------ SUPPLIED RECORDS

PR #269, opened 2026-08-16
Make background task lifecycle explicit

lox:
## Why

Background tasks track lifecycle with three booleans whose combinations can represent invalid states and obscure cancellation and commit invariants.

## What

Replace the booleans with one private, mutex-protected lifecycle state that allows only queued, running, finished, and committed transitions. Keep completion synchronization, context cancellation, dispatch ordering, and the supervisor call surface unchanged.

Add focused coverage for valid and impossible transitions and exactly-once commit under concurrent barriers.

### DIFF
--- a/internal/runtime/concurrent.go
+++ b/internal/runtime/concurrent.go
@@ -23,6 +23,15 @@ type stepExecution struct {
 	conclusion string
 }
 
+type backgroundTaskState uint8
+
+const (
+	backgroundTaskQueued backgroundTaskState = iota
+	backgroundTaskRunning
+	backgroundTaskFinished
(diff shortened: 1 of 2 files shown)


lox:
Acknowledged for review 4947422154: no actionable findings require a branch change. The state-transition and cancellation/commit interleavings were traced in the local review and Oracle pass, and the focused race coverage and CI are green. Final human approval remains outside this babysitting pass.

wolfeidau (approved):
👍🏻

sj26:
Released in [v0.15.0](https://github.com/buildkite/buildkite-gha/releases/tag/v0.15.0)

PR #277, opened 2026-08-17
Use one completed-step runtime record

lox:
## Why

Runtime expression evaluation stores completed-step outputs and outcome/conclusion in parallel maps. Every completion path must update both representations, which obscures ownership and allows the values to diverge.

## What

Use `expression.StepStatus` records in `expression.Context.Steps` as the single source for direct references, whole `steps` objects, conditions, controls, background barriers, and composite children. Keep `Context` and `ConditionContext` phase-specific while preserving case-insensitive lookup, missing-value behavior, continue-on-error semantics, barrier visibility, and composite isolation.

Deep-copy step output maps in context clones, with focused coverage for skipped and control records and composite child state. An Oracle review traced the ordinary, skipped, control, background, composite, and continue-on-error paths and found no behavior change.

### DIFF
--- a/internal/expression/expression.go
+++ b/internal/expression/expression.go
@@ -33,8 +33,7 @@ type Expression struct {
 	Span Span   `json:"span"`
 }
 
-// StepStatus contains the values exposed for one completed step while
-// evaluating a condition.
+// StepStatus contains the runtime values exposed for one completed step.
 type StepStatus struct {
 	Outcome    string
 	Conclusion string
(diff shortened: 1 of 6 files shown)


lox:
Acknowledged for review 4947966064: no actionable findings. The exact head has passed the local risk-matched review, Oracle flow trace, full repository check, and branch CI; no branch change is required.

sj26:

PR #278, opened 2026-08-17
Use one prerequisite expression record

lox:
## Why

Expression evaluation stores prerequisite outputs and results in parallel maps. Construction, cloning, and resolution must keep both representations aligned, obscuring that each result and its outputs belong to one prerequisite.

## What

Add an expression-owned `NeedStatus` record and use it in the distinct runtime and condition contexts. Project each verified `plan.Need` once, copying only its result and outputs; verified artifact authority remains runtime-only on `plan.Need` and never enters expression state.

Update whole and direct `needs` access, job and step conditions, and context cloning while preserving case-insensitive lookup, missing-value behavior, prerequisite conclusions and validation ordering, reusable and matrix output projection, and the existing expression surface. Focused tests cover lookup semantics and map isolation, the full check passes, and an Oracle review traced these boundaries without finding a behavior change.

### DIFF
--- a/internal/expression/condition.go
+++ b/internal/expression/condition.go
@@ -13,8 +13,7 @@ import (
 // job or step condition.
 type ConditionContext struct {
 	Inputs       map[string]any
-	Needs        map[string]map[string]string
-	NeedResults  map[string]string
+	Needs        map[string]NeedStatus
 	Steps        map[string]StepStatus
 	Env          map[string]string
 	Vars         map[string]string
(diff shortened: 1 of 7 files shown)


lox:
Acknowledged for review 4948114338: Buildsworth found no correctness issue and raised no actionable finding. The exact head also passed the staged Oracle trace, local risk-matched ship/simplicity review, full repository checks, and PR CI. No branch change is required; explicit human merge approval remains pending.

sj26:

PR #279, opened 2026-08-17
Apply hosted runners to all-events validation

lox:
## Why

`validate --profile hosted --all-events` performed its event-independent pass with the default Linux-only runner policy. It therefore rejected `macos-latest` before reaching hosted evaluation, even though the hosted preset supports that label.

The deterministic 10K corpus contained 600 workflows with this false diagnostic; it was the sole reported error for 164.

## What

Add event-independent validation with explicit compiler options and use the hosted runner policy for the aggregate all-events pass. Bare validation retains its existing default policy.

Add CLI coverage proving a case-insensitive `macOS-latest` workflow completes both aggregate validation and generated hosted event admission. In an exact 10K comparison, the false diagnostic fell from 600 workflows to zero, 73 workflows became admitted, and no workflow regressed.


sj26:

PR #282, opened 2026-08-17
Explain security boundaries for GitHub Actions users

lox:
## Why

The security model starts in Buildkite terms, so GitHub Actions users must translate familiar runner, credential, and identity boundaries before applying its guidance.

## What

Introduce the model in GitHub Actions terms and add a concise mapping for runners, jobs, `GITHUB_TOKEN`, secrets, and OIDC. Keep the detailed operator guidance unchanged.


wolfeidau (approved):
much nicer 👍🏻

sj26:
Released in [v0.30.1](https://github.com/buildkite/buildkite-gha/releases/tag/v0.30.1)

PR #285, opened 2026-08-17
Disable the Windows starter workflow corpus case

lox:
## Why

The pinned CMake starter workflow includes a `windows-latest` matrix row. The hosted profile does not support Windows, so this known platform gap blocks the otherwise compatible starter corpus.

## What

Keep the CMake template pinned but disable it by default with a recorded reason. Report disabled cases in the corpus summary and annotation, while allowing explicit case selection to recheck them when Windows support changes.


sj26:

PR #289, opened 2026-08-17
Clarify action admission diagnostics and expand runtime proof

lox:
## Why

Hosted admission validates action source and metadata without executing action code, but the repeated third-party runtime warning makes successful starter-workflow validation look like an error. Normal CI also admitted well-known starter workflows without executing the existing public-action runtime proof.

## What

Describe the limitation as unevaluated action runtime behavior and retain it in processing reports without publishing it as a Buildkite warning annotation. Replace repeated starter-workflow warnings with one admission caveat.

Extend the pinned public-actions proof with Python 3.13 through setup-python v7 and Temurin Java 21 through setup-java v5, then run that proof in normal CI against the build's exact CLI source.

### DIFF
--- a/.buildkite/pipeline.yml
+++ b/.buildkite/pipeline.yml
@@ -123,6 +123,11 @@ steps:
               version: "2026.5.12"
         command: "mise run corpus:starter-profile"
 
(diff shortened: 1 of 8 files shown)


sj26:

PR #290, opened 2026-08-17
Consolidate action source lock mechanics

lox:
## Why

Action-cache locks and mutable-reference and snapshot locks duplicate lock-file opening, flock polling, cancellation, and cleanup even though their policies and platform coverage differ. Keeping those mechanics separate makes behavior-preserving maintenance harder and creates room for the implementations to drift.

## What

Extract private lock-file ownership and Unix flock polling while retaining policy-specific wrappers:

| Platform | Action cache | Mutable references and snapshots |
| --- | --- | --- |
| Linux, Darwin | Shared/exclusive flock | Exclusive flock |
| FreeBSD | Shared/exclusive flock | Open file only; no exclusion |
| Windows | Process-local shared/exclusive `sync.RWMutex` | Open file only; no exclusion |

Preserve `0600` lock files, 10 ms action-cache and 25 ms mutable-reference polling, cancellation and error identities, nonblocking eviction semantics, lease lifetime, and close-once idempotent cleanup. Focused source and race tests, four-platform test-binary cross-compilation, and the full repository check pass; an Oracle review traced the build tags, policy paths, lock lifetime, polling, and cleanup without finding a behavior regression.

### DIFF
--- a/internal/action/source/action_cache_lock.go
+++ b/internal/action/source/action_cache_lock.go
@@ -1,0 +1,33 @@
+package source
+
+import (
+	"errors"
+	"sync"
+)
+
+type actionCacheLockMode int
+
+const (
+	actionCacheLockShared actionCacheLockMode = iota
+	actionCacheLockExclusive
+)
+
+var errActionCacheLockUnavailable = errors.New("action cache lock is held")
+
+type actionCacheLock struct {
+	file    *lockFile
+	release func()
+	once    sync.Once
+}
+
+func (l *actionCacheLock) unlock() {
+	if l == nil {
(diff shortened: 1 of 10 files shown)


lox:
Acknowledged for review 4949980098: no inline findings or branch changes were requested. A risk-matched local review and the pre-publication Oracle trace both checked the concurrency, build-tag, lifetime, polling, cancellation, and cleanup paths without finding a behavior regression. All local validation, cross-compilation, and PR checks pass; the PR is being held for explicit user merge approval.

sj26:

------------
------ SUPPLIED RECORDS

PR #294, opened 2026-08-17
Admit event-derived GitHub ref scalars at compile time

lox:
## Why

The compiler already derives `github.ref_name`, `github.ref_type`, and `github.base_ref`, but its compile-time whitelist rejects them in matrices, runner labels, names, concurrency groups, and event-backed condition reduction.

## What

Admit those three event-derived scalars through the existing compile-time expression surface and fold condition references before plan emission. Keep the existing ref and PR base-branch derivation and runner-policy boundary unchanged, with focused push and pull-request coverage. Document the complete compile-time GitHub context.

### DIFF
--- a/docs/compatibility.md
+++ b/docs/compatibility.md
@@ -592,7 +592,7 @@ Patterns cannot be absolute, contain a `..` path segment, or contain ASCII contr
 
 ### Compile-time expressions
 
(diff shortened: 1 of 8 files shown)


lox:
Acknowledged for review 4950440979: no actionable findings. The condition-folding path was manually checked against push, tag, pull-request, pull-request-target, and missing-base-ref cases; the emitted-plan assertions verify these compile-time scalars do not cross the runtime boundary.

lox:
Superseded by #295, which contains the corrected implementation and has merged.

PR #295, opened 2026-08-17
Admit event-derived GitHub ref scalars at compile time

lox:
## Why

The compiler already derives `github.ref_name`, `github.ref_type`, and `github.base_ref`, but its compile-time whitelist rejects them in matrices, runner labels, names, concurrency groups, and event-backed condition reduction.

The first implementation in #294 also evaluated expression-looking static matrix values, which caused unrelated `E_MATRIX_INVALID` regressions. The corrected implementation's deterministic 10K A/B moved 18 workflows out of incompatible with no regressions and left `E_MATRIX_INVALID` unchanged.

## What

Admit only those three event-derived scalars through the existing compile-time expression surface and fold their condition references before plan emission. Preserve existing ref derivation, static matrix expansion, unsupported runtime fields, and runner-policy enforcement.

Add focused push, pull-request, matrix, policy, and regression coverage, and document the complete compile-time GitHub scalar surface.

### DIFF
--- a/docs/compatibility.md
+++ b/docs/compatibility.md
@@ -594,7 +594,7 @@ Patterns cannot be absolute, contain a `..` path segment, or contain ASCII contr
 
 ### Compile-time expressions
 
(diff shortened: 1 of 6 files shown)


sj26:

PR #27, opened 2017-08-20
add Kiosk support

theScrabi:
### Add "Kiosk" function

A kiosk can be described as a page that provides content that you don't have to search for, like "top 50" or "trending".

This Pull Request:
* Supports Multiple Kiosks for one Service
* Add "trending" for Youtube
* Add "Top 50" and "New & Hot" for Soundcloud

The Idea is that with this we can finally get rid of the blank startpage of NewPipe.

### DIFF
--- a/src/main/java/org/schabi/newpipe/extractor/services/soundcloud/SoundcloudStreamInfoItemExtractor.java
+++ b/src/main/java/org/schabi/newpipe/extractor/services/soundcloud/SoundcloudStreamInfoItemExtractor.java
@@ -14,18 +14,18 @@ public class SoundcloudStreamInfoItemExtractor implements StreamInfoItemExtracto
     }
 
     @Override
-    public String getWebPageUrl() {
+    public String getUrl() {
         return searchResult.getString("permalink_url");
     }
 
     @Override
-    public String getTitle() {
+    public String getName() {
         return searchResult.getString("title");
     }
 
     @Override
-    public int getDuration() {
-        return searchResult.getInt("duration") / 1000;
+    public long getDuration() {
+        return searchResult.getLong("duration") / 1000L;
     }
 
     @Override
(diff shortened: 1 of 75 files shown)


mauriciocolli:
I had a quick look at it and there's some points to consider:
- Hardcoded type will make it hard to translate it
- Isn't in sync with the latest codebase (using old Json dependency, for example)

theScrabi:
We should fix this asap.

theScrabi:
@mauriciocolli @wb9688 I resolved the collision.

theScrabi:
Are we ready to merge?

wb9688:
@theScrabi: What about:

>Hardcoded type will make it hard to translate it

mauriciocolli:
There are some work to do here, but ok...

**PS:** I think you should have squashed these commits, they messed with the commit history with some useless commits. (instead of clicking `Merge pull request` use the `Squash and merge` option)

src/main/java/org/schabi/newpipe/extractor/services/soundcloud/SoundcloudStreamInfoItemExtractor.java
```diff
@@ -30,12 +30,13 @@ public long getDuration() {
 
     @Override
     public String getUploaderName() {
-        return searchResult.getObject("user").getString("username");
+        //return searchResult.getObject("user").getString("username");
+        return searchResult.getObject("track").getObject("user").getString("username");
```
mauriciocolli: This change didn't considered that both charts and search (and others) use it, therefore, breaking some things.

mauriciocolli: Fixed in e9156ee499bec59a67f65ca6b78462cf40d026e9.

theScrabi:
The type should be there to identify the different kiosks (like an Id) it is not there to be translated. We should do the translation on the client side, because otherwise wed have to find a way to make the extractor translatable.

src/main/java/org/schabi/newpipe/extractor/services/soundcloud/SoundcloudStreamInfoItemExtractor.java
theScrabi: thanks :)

------------
------ SUPPLIED RECORDS

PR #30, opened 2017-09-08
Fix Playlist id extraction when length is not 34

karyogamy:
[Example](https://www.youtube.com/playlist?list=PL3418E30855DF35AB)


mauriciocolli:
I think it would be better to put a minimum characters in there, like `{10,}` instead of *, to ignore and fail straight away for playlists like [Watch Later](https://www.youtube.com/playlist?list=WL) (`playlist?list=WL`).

------------

» **ACTIVITY**
Return each line of the material above in which the string "cannot" appears.

» **OUTPUT BELOW**
@@ -592,7 +592,7 @@ Patterns cannot be absolute, contain a `..` path segment, or contain ASCII contr
@@ -594,7 +594,7 @@ Patterns cannot be absolute, contain a `..` path segment, or contain ASCII contr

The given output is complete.